[RECORDED INFORMATION — start]
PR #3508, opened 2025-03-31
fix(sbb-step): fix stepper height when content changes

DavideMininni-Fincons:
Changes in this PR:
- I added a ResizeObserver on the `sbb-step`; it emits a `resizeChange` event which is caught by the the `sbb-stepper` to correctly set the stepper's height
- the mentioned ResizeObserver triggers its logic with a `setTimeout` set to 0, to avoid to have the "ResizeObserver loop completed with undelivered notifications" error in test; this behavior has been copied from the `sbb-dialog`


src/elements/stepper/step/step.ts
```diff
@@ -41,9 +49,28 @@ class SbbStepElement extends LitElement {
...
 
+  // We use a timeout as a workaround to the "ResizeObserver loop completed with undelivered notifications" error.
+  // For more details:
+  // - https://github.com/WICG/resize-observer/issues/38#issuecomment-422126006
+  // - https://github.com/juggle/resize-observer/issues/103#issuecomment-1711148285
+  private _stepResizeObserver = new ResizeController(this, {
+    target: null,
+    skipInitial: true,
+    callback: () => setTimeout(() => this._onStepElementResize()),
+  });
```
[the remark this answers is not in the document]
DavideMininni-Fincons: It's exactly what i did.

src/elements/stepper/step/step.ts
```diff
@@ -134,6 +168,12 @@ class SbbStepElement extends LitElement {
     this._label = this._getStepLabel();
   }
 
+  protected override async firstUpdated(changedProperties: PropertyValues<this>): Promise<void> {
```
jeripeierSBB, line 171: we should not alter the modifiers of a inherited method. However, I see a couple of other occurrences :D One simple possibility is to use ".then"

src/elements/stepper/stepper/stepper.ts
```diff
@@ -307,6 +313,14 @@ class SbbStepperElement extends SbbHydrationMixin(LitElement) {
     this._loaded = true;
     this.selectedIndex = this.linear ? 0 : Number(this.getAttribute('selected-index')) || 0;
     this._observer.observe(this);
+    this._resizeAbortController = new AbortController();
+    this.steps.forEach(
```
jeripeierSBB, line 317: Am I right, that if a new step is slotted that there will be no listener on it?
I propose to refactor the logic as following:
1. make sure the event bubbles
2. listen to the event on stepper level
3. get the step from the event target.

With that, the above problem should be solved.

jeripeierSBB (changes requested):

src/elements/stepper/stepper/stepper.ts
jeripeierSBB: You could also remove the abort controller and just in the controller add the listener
[RECORDED INFORMATION — finish]
[RECORDED INFORMATION — start]
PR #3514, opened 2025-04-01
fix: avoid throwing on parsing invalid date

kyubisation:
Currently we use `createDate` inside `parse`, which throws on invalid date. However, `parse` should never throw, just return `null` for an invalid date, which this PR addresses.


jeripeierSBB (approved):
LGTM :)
[RECORDED INFORMATION — finish]
## EXERCISE OBJECTIVE
Look through the listing above and copy each line with the word "logic" in it.

## TASK OUTPUT
- the mentioned ResizeObserver triggers its logic with a `setTimeout` set to 0, to avoid to have the "ResizeObserver loop completed with undelivered notifications" error in test; this behavior has been copied from the `sbb-dialog`
I propose to refactor the logic as following:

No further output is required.